Poor voice quality on an MGCP voice network can result from transmission artifacts such as echo, from the use of low quality codecs, from network congestion and delay, or from overloaded gateways. The first two causes can be overcome by using echo cancellation and better codec selection. The last two causes are addressed by MGCP VoIP CAC.

Before the release of MGCP VoIP CAC, MGCP voice calls were often established regardless of the availability of resources for those calls in the gateway and the network. MGCP VoIP CAC ensures resource availability by disallowing calls when gateway and network resources are below configured thresholds and by reserving guaranteed bandwidth throughout the network for each completed call.

MGCP VoIP CAC has three components for improving voice quality and reliability (see Table 48).

Table 48 MGCP VoIP CAC Components

Component
Purpose
Supported Platforms

System Resource Check (SRC) CAC

Evaluates memory and call resources local to the gateway

MGCP 1.0

MGCP 0.1

Resource Reservation Protocol (RSVP) CAC

Surveys bandwidth availability on the network

MGCP 1.0

MGCP 0.1

Cisco Service Assurance Agent (SA Agent)1 CAC

Appraises network congestion conditions on the network

MGCP 1.0

1 SA Agent was called Response Time Reporter (RTR) in earlier Cisco IOS software releases.


If all three CAC types are configured on a gateway, the gateway checks resources in this order: SRC CAC, then RSVP CAC, then SA Agent CAC. If any resource check fails, the call fails and no further checks are performed. When the call fails, the gateway refuses to accept it.

MGCP VoIP CAC supports several types of calls, depending on platform (Table 49).

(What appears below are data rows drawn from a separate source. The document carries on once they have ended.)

PR #86, opened 2019-12-27
Rewrite the GLFW input backend with maintainability and performance in mind

### LINKED ISSUE #67: Missing/Wrong mapped keys on Xbox 360 Wireless
# Summary
I noticed that some keys are not mapped correctly to names.
Button number 11 (counting from zero) is responsible for DPadUp but it s not correct. When i click DPadRight then this button is true.
There is not a a DPadLeft.

# Steps to reproduce
- Platform: Desktop
1. First I did this
I created from my .Net Standard 2.1 Library
2. Then I did this
Then I called function responsible for detecting buttons

# Comments
There is list of detected buttons
First collumn is index, second current state, last is name of button
> 0 False A
1 False B
2 False X
3 False Y
4 False LeftBumper
5 False RightBumper
6 False Back
7 False Start
8 False Home
9 False LeftStick
10 False RightStick
11 False DPadUp
12 False DPadRight
13 False DPadDown

### LINKED ISSUE #80: Multiple calls to GetInput extension lead to new glfw input contexts
# Summary
Multiple calls to the GetInput extension will create a new glfw input context each time. Therefore event registering on other than the first input context will not raise the events.

# Steps to reproduce
- Platform: Any
- Framework Version: Any
1. Create one method for initialize keyboard events and one for initialize mouse events.
2. In each method use GetInput() to retrieve the input context and add event handlers for keyboard events (first method) and mouse events (second method).
3. Mouse event callbacks are not called as the used input context is not considered by Silk. Only the first one is.

The problem is the method GetInput below. It creates a new instance of the input context instead of reusing the existing one if present.

```csharp
    public class GlfwInputPlatform : IInputPlatform
    {
        public bool IsApplicable(IWindow window)
        {
            return window is GlfwWindow;
        }

        public IInputContext GetInput(IWindow window)
        {
            // the cast isn't needed, but is used to make sure that what we've got is actually a GlfwWindow
            return new GlfwInputContext((GlfwWindow)window); // <- Problem, should reuse context when called for the second time
        }
    }
```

Table 49 MGCP VoIP CAC Call Types by Platform 

Call Type
Cisco Platform
IAD2420
2600 series
3620
3640
3660
MC3810

911 calls

Yes

Call-waiting calls

Yes

Yes

Yes

Yes

Yes

CAS PBX calls, both immediate-start and wink-start

Yes

Yes

Yes

Yes

Yes

Yes

Named Signaling Event (NSE)-based audible ringback calls

Yes

Yes

Yes

Yes

Yes

Yes

One-direction voice-path calls

Yes

Yes

Yes

Yes

Yes

Yes

Regular two-way calls

Yes

Yes

Yes

Yes

Yes

Yes

Signaling System 7/ISDN User Part (SS7/ISUP) calls

Yes

Three-way calls

Yes

Yes

Yes

Yes

Yes


Fax/modem pass-through and fax/modem relay are not supported.

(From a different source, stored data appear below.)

PR #89, opened 2019-12-27
Add a WindowManager to aid management of multiple windows

### LINKED ISSUE #82: Additional windows do not properly close
# Summary
Can not close additional windows created. Messing around with a IMGUI library and was trying to implement something like Viewports from Dear IMGUI where it creates windows on the fly to support dragging around outside of the main window.

If you close the smaller window the `IsClosing` flag is set to true, but it never actually closes.

# Steps to reproduce
- Platform: Desktop

```
  static void Main(string[] args)
        {
            var windowOptions = new WindowOptions();
            windowOptions.Size = new System.Drawing.Size(800, 600);
            windowOptions.Title = "Hello World";

            var mainWindow = Window.Create(windowOptions);
            var windows = new List<IWindow>();
            windows.Add(CreateWindow("test", 200, 200));

            mainWindow.Open();
            while (!mainWindow.IsClosing)
            {
                mainWindow.DoEvents();
                mainWindow.DoUpdate();
                mainWindow.DoRender();

                for (int i = windows.Count - 1; i >= 0; i--)
                {
                    var it = windows[i];
                    if (it.IsClosing)
                    {
                        it.Close();
                        //     windows.RemoveAt(i);
                    }
                    // else
                    {

                        it.DoEvents();
                        it.DoUpdate();
                        it.DoRender();
                    }
                }

                System.Threading.Thread.Sleep(16);
            }

        }

        public static IWindow CreateWindow(string title, int width, int height)
        {
            var windowOptions = new WindowOptions();
            windowOptions.Size = new System.Drawing.Size(200, 200);
            windowOptions.Title = "Hello World";


            var window = Window.Create(windowOptions);
            window.Open();
            return window;
        }
```

Perksey:
# Summary of the PR
~~Does what it says on the tin~~ man i need to stop saying that but in all seriousness how better can I describe this?

https://discordapp.com/channels/521092042781229087/587346162802229298/650324057501335577
Closes #82 

# Further Comments


src/Windowing/Extensions/Silk.NET.Windowing.Extensions/WindowManager.cs
```diff
@@ -0,0 +1,119 @@
...
+                }
+            }
+
+            while (IsRunning)
+            {
+                foreach (var window in Windows)
+                {
+                    if (window.IsClosing)
+                    {
+                        Windows.Remove(window);
```
maxilevi: I think this will cause a "Collection was modified" type of exception since you are modifying the Windows list in the middle of the iteration

Perksey: Fixed, introduced locks on all of the modifying APIs. Please approve & merge this PR if you have no further comments.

NoteMGCP VoIP CAC is not supported on the following profiles of MGCP 1.0: PacketCableTM Network-based Call Signaling (NCS) 1.0 and PacketCableTM Trunking Gateway Control Protocol (TGCP) 1.0.

For information on MGCP, SRC, RSVP, and SA Agent, see the "Related Documents" section.

SRC CAC

When a call agent attempts to set up or modify a call, MGCP SRC CAC measures available local resources on the gateway and compares them to the configured thresholds for those resources. If one or more resources are beyond their thresholds, SRC CAC notifies the call agent of the results and refuses the call. If resources are within bounds and a call is subsequently established, local resources are guaranteed for the duration of the call.

SRC CAC checks these gateway thresholds, as configured by the user:

CPU usage: both finest CPU utilization and average CPU utilization

Memory usage, including I/O memory, process memory, and total memory

Total calls allowed on the gateway

If several types of thresholds are configured on the gateway, the gateway checks them in sequence to determine if sufficient resources are available to continue setting up the call.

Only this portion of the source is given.